The Canadian 24-Hour Movement Guidelines recommend that adults aged 18 to 64 get 150 minutes of moderate-to-vigorous physical activity each week (that’s just 20 minutes a day). Adults aged 65 and up are encouraged to reach for this target as well but should prioritize daily movement, sufficient sleep (at least eight hours a night) and reducing sedentary time.
You don’t need to start training for a marathon to enjoy the benefits of physical activity. Here are three ways to start moving your body each day:
Go for a walk or ride around your neighborhood
One of the simplest ways to incorporate physical activity into your day is to start walking. A brisk 20-minute walk each day that sees your heart rate go up and helps you produce a light sweat ticks off all the boxes.
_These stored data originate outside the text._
Issue #5450, opened 2026-07-06
Automatic rebase: resolve conflicts end-to-end with AI, then review a summary and undo


ianhattendorf:
**Summary**

Add an "automatic rebase" option that runs a rebase from start to finish, using AI to resolve conflicts at each paused step, then presents a reviewable summary of every conflict encountered and the strategy chosen — with a one-click undo.

**Background / Motivation**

A bike ride is another way to get your heart rate up while working the muscles of your lower body.
Take up gardening
Yard work or gardening is a great way to combine physical activity with an enjoyable hobby. Not only does it get your heart rate up and keep you moving, but it comes with an additional perk: a lovely Instagram-worthy garden plot or yard. Don’t have a backyard to tend? Look for a community garden in your neighbourhood.
Adults are encouraged to get in at least two strength training sessions a week that work the major muscle groups. You don’t need to invest in weights or equipment to strengthen muscles. Bodyweight exercises like push-ups, which can be modified for all levels, or squats and lunges provide excellent opportunities to challenge large muscle groups.